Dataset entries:

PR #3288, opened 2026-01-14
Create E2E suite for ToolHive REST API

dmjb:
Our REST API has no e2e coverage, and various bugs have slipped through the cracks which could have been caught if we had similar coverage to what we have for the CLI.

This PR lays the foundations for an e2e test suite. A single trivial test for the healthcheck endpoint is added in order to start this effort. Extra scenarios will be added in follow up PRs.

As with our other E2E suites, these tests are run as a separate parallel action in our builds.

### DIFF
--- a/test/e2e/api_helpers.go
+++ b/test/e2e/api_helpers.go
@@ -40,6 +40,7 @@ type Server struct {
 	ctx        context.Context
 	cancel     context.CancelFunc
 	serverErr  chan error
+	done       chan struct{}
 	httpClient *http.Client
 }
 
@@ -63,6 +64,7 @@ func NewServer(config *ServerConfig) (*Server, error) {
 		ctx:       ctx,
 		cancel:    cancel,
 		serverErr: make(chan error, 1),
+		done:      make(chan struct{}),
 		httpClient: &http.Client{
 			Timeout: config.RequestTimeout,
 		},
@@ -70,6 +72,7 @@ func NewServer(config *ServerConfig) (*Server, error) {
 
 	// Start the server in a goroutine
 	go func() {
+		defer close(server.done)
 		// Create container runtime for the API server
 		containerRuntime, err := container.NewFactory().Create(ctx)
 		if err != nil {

### YOUR GOAL:
All lines of the entries containing the string "chan" must be shown in full.

### ANSWER FOR THE TASK:
 	serverErr  chan error
+	done       chan struct{}
 		serverErr: make(chan error, 1),
+		done:      make(chan struct{}),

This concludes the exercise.